Objective: This study aims to explore the effects of eye exercises on the accommodative ability of Chinese school-aged children.
Methods: This study used a convenience cluster sampling and selected 149 students from grades 2– 5 in a Wenzhou primary school to participate in the intervention in June 2022. This study involved a one-month intervention teaching eye exercises using a composite feedback model. Assessments were made at 3 and 9 months post-intervention. Data collection occurred thrice, including a baseline and two follow-ups, measuring monocular and binocular accommodative facility, monocular and binocular accommodative amplitude, CISS scale, spherical equivalent refraction, and uncorrected visual acuity. Analysis used chi-square tests and generalized estimating equations to evaluate the exercises’ effectiveness, with a significance threshold of P < 0.05.
Results: 134 students completed the follow-up, including 61 females (45.52%). After teaching intervention, students showed significant improvements in the accuracy of manipulation, rhythm, acupoint location, strength effectiveness and rhythm of acupressure eye exercises (all P < 0.05), with increases of 10.37%, 13.03%, 16.96%, and 25.17%, respectively. Follow-up assessments revealed both monocular and binocular accommodative amplitude at T3 were significantly higher than at T1 and T2. Moreover, the binocular accommodative amplitude in the high-quality eye exercise group remained significantly higher than that in the low-quality group even(B=1.39,1.46, P < 0.01). Eye exercises could improve monocular and binocular accommodative amplitude in the short term(P < 0.05). High-quality eye exercises could alleviate visual fatigue (B=− 2.00--3.49, both P < 0.05). However, eye exercises did not demonstrate any advantages in affecting spherical equivalent refraction or uncorrected visual acuity (P > 0.05).

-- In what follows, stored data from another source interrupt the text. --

PR #10145, opened 2022-10-21
[docs] Misc typing fixes/ignores

benpankow:

### DIFF
--- a/examples/docs_snippets/docs_snippets/concepts/assets/graph_backed_asset.py
+++ b/examples/docs_snippets/docs_snippets/concepts/assets/graph_backed_asset.py
@@ -84,7 +84,7 @@ def middle_asset(upstream_asset):
     return add_one(upstream_asset)
 
 
-middle_asset = AssetsDefinition.from_graph(middle_asset)
+middle_asset = AssetsDefinition.from_graph(middle_asset)  # type: ignore[assignment]
 
 
 @asset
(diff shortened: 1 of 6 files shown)


benpankow:
* master
  * **PR #10145** <a href="https://app.graphite.dev/github/pr/dagster-io/dagster/10145" target="_blank">Graphite</a>  👈

This comment was auto-generated by [Graphite](https://app.graphite.dev/github/pr/dagster-io/dagster/10145?utm_source=stack-comment).

examples/docs_snippets/docs_snippets/concepts/assets/graph_backed_asset.py
```diff
@@ -84,7 +84,7 @@ def middle_asset(upstream_asset):
     return add_one(upstream_asset)
 
 
-middle_asset = AssetsDefinition.from_graph(middle_asset)
+middle_asset = AssetsDefinition.from_graph(middle_asset)  # type: ignore[assignment]
```
sryza, line 87: Not your fault, but we shouldn't be doing this kind of reassignment in a user-facing example. I think it would be best to give the graph a different name like `middle_asset_graph`.

examples/docs_snippets/docs_snippets/concepts/partitions_schedules_sensors/sensors/sensors.py
```diff
@@ -246,7 +246,7 @@ def send_slack_alert():
 # start_cross_repo_run_status_sensor
 
 
-@run_status_sensor(
+@run_status_sensor(  # type: ignore[arg-type]
```
sryza, line 249: I think users are likely to hit this too

I think the preferred fix would be to change the type annotation for `@run_status_sensor` from `Callable[[RunStatusSensorContext], RawSensorEvaluationFunctionReturn]` to `Callable[[...], RawSensorEvaluationFunctionReturn]`

(to reflect that fact that we don't actually require a context object)

benpankow:
- [ ]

Conclusion: Eye exercises can alleviate myopia-related symptoms in Chinese children aged 7 to 11 years. However, this study did not find that eye exercises effectively reduce the degree of myopia in children.
Trial Registration: The original trial (Registration site: https://www.chictr.org.cn/ Registration number: ChiCTR2300070903) was retrospectively registered on 26/04/2023.
Keywords: Eye exercises, myopia, accommodative facility, accommodative amplitude, visual fatigue
Introduction
The prevalence of myopia is increasing globally, with an estimated half of the world’s population projected to be myopic by 2050, including 10% being highly myopic.1,2 In China, the myopia rate among young people is alarmingly high at 52.7%, significantly exceeding the global average.3 The occurrence of myopia is not only related to genetic factors but also associated with prolonged near-work activities, poor visual habits (such as excessive use of electronic devices, lack of outdoor activities, incorrect reading and writing postures, etc).4,5 Myopia not only affects vision but also increases the risk of eye-related diseases, especially in cases of high myopia and pathological myopia, which can lead to irreversible vision impairment, even blindness. Severe eye diseases include glaucoma, retinal detachment, and macular degeneration.6 Therefore, it is imperative to rigorously evaluate all methods aimed at preventing or slowing the progression of myopia to determine their effectiveness.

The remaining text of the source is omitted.